Source records
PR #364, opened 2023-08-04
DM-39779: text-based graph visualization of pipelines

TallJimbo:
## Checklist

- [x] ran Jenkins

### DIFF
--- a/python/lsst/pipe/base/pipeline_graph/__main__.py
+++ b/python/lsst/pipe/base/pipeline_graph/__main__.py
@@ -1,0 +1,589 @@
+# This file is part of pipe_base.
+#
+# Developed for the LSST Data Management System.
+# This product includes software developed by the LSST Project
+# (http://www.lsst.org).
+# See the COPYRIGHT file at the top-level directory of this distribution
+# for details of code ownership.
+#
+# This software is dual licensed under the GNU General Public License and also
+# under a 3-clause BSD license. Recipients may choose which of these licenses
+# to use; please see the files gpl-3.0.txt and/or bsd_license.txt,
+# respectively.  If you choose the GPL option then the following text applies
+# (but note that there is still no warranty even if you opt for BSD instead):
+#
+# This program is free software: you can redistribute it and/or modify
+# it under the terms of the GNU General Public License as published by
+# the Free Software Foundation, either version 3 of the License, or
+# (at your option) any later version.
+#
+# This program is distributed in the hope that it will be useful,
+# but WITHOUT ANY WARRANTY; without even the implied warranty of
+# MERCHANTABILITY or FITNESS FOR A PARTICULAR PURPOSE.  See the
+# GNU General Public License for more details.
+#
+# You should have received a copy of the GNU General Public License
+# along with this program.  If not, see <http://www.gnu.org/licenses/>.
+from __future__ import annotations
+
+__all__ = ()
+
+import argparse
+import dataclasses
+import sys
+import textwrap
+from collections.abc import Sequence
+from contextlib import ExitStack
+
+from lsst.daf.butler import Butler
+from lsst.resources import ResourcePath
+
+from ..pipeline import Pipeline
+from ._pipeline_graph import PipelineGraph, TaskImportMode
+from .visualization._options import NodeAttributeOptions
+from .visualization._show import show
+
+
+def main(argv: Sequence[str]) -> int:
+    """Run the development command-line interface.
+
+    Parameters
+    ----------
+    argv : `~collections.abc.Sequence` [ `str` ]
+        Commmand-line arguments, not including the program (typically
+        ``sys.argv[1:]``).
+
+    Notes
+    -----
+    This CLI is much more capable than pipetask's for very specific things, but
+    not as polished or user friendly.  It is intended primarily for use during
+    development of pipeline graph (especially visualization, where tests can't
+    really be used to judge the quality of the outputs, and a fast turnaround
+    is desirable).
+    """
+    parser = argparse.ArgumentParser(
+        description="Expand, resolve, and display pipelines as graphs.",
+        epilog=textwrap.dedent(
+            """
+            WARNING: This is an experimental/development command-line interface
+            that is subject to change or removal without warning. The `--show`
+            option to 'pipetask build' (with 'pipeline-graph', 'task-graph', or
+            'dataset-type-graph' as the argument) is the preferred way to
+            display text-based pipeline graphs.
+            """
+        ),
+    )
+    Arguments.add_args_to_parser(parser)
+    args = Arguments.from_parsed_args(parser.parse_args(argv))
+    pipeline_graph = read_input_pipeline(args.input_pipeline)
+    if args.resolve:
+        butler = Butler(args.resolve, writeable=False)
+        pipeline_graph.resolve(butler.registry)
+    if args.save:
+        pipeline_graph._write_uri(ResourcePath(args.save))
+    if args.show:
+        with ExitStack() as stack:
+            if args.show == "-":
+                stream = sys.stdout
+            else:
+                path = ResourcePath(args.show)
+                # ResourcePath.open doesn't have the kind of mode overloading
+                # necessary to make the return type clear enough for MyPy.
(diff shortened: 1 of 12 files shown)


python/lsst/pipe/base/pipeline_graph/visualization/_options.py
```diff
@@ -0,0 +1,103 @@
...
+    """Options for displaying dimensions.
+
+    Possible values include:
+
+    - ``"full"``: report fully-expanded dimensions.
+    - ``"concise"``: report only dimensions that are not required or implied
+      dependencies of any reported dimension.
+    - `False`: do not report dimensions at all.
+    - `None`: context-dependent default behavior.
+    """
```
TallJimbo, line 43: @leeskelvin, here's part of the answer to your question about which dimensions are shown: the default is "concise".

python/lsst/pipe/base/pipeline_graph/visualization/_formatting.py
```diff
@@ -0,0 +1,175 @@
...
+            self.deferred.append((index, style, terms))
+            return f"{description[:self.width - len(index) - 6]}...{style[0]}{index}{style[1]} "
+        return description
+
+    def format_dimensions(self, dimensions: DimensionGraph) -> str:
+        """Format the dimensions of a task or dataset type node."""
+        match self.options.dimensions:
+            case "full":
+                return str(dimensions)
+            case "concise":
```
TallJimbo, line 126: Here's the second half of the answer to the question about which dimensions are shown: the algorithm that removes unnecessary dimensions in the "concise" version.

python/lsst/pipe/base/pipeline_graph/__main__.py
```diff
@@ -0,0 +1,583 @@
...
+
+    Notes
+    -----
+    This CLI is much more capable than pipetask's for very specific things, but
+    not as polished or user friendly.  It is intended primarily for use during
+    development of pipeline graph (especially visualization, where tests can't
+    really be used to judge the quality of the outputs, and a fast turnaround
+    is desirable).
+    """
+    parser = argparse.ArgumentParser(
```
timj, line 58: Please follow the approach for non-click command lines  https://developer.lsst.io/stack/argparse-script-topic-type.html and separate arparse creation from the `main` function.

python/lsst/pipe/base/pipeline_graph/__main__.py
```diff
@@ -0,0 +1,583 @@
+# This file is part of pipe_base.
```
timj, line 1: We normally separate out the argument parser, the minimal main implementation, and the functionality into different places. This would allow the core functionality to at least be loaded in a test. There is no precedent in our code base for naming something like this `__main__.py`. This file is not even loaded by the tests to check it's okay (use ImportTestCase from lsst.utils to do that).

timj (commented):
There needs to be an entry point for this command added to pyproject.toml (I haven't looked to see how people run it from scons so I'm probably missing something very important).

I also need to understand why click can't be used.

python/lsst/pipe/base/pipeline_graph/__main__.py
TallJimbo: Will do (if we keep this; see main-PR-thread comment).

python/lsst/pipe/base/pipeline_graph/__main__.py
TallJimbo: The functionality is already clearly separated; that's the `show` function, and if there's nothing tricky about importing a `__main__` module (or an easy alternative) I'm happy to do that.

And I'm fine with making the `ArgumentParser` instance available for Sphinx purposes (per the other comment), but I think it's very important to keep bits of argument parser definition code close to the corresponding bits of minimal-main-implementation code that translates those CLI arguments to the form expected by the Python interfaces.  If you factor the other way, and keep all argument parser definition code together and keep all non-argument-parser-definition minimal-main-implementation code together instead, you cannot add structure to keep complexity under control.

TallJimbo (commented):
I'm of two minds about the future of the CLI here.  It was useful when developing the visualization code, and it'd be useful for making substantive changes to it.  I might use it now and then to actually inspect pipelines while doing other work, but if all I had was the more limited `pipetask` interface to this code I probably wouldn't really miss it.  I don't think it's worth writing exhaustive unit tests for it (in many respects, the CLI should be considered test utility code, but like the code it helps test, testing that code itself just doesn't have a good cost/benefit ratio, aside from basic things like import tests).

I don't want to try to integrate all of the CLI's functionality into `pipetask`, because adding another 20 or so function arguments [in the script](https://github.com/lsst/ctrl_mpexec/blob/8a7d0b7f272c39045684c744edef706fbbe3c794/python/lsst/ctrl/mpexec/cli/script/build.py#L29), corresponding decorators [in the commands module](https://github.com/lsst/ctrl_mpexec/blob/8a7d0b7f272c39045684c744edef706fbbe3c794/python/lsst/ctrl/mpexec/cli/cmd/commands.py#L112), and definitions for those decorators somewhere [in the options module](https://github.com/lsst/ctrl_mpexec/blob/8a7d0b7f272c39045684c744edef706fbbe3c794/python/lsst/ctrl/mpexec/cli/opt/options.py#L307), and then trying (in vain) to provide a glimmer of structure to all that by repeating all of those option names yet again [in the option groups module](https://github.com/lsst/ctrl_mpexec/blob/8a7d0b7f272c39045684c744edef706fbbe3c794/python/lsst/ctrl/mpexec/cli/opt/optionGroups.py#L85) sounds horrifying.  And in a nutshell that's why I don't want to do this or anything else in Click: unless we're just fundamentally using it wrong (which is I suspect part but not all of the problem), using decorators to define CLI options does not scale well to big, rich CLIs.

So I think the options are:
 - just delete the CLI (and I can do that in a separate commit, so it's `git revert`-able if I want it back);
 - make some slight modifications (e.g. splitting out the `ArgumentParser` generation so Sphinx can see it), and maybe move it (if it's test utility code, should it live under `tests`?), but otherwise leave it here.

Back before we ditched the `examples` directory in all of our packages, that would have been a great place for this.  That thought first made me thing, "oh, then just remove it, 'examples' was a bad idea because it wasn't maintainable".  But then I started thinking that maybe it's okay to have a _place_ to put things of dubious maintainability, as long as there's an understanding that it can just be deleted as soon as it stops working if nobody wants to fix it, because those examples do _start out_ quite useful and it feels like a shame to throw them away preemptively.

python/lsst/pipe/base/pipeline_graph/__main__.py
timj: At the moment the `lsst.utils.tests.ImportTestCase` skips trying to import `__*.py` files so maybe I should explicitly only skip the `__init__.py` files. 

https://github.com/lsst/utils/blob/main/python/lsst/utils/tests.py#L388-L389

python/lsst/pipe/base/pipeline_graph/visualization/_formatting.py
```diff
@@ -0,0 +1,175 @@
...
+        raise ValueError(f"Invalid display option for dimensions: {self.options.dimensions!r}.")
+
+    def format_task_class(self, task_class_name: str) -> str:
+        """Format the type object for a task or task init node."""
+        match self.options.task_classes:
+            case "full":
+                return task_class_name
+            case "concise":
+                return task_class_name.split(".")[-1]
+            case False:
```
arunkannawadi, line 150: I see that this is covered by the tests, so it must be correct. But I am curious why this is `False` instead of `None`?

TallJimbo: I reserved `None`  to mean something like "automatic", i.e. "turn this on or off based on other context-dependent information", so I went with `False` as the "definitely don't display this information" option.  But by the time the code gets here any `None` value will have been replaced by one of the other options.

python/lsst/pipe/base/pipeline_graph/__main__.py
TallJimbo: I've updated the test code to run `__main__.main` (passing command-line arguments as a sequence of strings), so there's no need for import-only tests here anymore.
==
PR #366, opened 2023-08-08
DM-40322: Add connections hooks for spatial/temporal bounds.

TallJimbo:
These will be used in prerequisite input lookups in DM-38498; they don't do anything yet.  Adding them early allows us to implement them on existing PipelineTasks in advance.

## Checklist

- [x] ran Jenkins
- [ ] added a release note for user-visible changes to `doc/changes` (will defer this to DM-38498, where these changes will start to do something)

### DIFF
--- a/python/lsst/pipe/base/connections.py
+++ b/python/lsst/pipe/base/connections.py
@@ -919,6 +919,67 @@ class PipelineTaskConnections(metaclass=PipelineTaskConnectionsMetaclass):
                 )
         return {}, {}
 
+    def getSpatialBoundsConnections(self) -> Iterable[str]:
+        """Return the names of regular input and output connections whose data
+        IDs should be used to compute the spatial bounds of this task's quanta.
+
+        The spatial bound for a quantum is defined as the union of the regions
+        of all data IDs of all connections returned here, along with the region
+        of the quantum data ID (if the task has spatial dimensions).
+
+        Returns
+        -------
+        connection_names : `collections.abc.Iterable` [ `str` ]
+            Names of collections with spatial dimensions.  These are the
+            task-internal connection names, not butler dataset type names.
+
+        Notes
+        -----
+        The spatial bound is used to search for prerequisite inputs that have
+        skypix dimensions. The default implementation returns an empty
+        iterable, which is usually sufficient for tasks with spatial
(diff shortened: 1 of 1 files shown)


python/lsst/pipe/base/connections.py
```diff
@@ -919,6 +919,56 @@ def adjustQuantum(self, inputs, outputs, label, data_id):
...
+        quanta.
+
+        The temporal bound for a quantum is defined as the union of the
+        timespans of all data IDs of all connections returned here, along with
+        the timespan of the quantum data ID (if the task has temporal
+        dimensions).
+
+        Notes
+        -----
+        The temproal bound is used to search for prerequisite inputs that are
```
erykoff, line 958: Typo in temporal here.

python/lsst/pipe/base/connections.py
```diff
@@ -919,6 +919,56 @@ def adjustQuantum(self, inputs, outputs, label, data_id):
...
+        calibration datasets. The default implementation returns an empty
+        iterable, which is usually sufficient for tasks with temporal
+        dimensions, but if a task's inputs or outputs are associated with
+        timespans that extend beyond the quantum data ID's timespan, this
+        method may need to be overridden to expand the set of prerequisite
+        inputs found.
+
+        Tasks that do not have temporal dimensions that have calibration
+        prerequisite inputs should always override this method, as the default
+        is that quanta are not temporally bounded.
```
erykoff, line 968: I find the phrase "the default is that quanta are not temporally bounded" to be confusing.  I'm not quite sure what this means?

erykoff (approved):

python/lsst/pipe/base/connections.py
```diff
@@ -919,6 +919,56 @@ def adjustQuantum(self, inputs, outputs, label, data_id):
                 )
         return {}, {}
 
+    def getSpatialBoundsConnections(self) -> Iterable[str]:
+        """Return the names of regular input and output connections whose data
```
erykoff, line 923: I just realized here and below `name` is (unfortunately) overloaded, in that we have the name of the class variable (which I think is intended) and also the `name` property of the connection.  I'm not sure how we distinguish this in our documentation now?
...
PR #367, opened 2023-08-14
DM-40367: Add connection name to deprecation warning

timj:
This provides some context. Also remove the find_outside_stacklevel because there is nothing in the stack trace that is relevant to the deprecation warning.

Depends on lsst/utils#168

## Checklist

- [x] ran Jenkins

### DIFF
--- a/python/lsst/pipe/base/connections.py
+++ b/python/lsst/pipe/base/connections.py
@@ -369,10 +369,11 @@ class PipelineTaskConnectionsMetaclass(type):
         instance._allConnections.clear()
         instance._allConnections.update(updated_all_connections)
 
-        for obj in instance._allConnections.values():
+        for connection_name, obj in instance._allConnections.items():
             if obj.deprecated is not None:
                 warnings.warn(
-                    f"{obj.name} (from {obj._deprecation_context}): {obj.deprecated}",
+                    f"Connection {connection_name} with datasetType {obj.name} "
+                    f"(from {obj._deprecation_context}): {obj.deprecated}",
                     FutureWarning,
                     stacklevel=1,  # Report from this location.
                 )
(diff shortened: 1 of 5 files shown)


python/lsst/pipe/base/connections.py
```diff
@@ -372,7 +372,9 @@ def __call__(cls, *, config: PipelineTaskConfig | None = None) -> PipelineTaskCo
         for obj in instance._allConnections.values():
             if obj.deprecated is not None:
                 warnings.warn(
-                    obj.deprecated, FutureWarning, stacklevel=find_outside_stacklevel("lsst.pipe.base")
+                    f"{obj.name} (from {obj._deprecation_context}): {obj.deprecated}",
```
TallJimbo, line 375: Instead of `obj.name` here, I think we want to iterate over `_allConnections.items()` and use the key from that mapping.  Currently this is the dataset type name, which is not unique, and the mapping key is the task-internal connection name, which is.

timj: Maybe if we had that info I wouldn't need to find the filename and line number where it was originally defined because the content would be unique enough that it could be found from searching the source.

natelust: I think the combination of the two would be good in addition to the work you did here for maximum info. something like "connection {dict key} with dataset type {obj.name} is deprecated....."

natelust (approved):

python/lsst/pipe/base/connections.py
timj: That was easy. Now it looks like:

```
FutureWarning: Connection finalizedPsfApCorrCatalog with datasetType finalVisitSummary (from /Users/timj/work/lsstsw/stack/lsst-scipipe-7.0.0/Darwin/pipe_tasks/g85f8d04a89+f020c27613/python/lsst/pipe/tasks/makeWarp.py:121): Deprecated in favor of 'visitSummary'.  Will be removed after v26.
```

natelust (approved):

**Instructions for the task:** Which lines run from the one holding "TallJimbo, line 43: @leeskelvin, here's" through the one holding "There needs to" in the records above? Repeat them exactly, both included, and nothing more.

**Written answer:**
TallJimbo, line 43: @leeskelvin, here's part of the answer to your question about which dimensions are shown: the default is "concise".

python/lsst/pipe/base/pipeline_graph/visualization/_formatting.py
```diff
@@ -0,0 +1,175 @@
...
+            self.deferred.append((index, style, terms))
+            return f"{description[:self.width - len(index) - 6]}...{style[0]}{index}{style[1]} "
+        return description
+
+    def format_dimensions(self, dimensions: DimensionGraph) -> str:
+        """Format the dimensions of a task or dataset type node."""
+        match self.options.dimensions:
+            case "full":
+                return str(dimensions)
+            case "concise":
```
TallJimbo, line 126: Here's the second half of the answer to the question about which dimensions are shown: the algorithm that removes unnecessary dimensions in the "concise" version.

python/lsst/pipe/base/pipeline_graph/__main__.py
```diff
@@ -0,0 +1,583 @@
...
+
+    Notes
+    -----
+    This CLI is much more capable than pipetask's for very specific things, but
+    not as polished or user friendly.  It is intended primarily for use during
+    development of pipeline graph (especially visualization, where tests can't
+    really be used to judge the quality of the outputs, and a fast turnaround
+    is desirable).
+    """
+    parser = argparse.ArgumentParser(
```
timj, line 58: Please follow the approach for non-click command lines  https://developer.lsst.io/stack/argparse-script-topic-type.html and separate arparse creation from the `main` function.

python/lsst/pipe/base/pipeline_graph/__main__.py
```diff
@@ -0,0 +1,583 @@
+# This file is part of pipe_base.
```
timj, line 1: We normally separate out the argument parser, the minimal main implementation, and the functionality into different places. This would allow the core functionality to at least be loaded in a test. There is no precedent in our code base for naming something like this `__main__.py`. This file is not even loaded by the tests to check it's okay (use ImportTestCase from lsst.utils to do that).

timj (commented):
There needs to be an entry point for this command added to pyproject.toml (I haven't looked to see how people run it from scons so I'm probably missing something very important).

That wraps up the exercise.